Home

Awesome

Federated Domain Generalization Benchmark

This is the git repo of Benchmarking Algorithms for Domain Generalization in Federated Learning.

Available methods

Environment preparation

conda create  --name <env> --file requirements.txt

Prepare Datasets

All datasets derived from Wilds Datasets. We also implement femnist and PACS datasets. Here's the backup link if ones in the code do not work. pacs and femnist

Preparing metadata.csv and RELEASE_v1.0.txt

For PACS and FEMNIST dataset, please put

resources/femnist_v1.0/* 

and

resources/pacs_v1.0/* 

into your dataset directory.

Preparing fourier transformation

Some methods require fourier transformation. To accelerate training, we should prepare the transformation data in advance. Please first load the scripts in the scripts path. Note: Please config the root_path in the script.

Prepare WanDB.

First, please register an account on WanDB. Then in wandb_env.py, fill in the entity name and the project name (You could name another name for your project).

Setup the global config.

Run Experiments

To run the experiments, simply prepare your config file $config_path, and run

python main.py --config_file $config_path

For example, to run fedavg-erm with centralized learning on iwildcam, run

python main.py --config_file ./config/ERM/iwildcam/centralized.json

Run Sweep

To sweep over hyperparameters, simply prepare your config file $sweep_path, and run

python sweep.py --sweep_config $config_path

For example, to sweep the learning rate of fedavg-erm on CelebA, run

python sweep.py --sweep_config sweep/hparam_search/celeba/erm_hs.json

Contributing New Dataset and Methods

Dataset

We support all datasets derived from WILDSDataset in Wilds Benchmark. You need to modify the main.py file to import the class manually. If the dataset is image dataset and will run FedDG, please preprocess the dataset. You can follow our demo code in script/. After that, you will need to create a fourier version of the dataset class just like we did in src/datasets.py. Don't forget to edit the main.py to import this class as well.

Dataset Bundle

This object is a code configuration. We put dataset related configuration like the domain fields, resolution, data transforms, loss functions, number of classes, etc, here. Please read the code src/dataset_bundle.py for reference.

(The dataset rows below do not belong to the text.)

PR #684, opened 2026-07-28
Distribute predicates over stacked ITEs on the ground path

TrevorHansen:
## Summary

- The one-frame limit of #681 left the largest tractable population on the bench-hard set: 18,666 events / 529 files of *stacked* selects (spear/Sage2 saturation ladders).
- The climb now collects a vector of ITE frames (innermost first) and folds the rewrite inside-out: `P(...ite(c_i, path_i, t_i)...) ⇒ ite(c_k, … ite(c_1, v, P(above_1(t_1))) …, P(above_k(t_k)))`.
- Growth is one rebuilt predicate per frame — linear, capped at 4 frames. Frames must be single-use like every interior node; x's witness definition stays sound because x only matters when every frame selects its branch.

## Testing

- Nested-two-frames flips from declining to distributing; three frames with ground suffixes between them and mixed then/else positions; five-frame stack declines at the cap — all with back-substitution equivalence over every assignment (69/69 suite).
- Corpus firing numbers and the differential sweep to follow as a comment.

### DIFF
--- a/lib/Simplifier/RemoveUnconstrained.cpp
+++ b/lib/Simplifier/RemoveUnconstrained.cpp
@@ -139,12 +139,14 @@ static ASTNode applyStepToNode(NodeFactory* nf, STPMgr& bm,
  * boolean v with var := ITE(v, w_true, w_false) recorded, exactly like the
  * direct EQ rule.
  *
- * One term-level ITE may sit on the path with a non-ground condition and
- * other branch: the predicate distributes over it,
+ * Term-level ITEs may sit on the path with non-ground conditions and
+ * other branches: the predicate distributes over each,
  *   P(g(ite(c, f(x), t)))  ==>  ite(c, v, P(g(t))),
- * where the x-branch P(g(f(x))) collapses to the fresh boolean v as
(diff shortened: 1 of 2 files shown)


TrevorHansen:
Measured on the bench-hard set (4,661 hard QF_BV files), including the cap-8 commit:

| | one frame (#681, master) | recursive, cap 4 | recursive, cap 8 |
|---|---|---|---|
| Fires | 5,676 ev / 475 files | 6,659 / 502 | **7,328 / 515** |

Frame depth at fires (cap 8): 1,772 at one, 1,577 at two, 341+290 at three/four, and a real tail the original cap was hiding — 538 at five, 182 at seven, 17 at exactly eight.

Remaining ITE-related misses: 1,215 events / 257 files still stack deeper than eight (steeply diminishing — not worth chasing further), and 18,081 events / 472 files hit a *shared* select, which is the multi-parent soundness boundary rather than a depth limit.

Soundness: 2,500-file differential sat/unsat sweep vs master — 0 mismatches, 0 skips; full ctest passes; the five-frame ladder that previously declined at the cap now distributes and the nine-frame stack declines.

⚠️ Note: the bundle class should be named exactly the same as the dataset class name.

Methods

src/server.py and src/client.py contain the server side and client side method respectively. You could write your own server and client class as long as the interface with main.py is compatible. Or you can derive from our classes.

Server

All our methods in the server side are derived from the FedAvg class. This is a basic class define the behaviour of the client management, model transmition and collection, data aggreagation, client sampling, etc. Please derive from FedAvg and include your method. For instance, if your method has a different aggregation rule than FedAvg, just derive from FedAvg and reimplement aggregate method.

Client

All our methods in the client side are derived from the ERM class. fit method defines the overall training bewteen two communications. process_batch defines the pre-processing of one batch of data sample, and step defines one step of the objective updates.

Most of time, you only need to re-implement the step method. In your method follows different procedure compared to ERM, you may need to reimplement fit method.

⚠️ Note: Don't forget to derive the init method and include your own hyperparameter initialization.